US 4Q real GDP revision was +0.2% pt to +5.9%, reflecting more inventories and business software investment. Key real final sales weakened a bit to +1.9% but are still in an uptrend from a weak 1H09. Even more of the growth than in the initial estimate was from inventories. Inventories added 3.88 pts to the latest 4Q growth estimate. (Xinhua)

US sales of existing single-family homes, town homes, condominiums and cooperatives dropped 7.2% in January, the second month of unexpectedly large decline, but a new tax credit bounce later is still expected, the National Association of Realtors reported. The January result was the second largest sales drop on record after January turned out to be the largest but was still 11.5% above a year earlier. The national median price slipped 3.4% from December to $164,700 but was unchanged from a year ago. (Xinhua)

The US Treasury said China holds US$139.4bn more US Treasuries than previously counted, to reach a new total of US$894.8bn, again the largest such holder. Japan holds an estimated US$765.7bn. The UK's holdings were made US$124.4bn smaller, at US$178bn. Caribbean US Treasury holdings were US$56.5bn less, at US$128.2bn. (Xinhua)

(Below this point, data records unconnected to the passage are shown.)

PR #355, opened 2018-01-12
Fix lines tool to include .h files

amlcurran:
Should calculate the number of lines in header and implementation files for objective c


amlcurran:
If this isn't working, lets just close the PR. No-one uses this tool anyway.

Business activity in the US expanded in February at the fastest pace since 2005, a private report showed. The Institute for Supply Management-Chicago Inc. said that its business barometer climbed to 62.6 from 61.5 last month. Economists projected the Chicago index would drop to 59.7. (Bloomberg)

Confidence among US consumers declined as job prospects dimmed. The Reuters/University of Michigan final index of consumer sentiment for February fell to 73.6 from 74.4 in January. The final February figure compares with the preliminary reading of 73.7 released on Feb. 12. The index of expectations six months from now, which projects the direction of consumer spending, dropped to 68.4 from 70.1 in January. The preliminary February reading was 66.9. (Bloomberg)

Europe’s economic recovery may fail to gather strength for most of 2010 as governments phase out stimulus measures and domestic demand remains “subdued,” the European Commission said. Gross domestic product in the 16-member euro region may rise 0.2% in the first, second and third quarters before increasing 0.3% in the last quarter, the Brusselsbased commission said. European domestic demand remains weak and it’s not yet clear to what extent the euro region will benefit from a global recovery, the commission said. (Bloomberg)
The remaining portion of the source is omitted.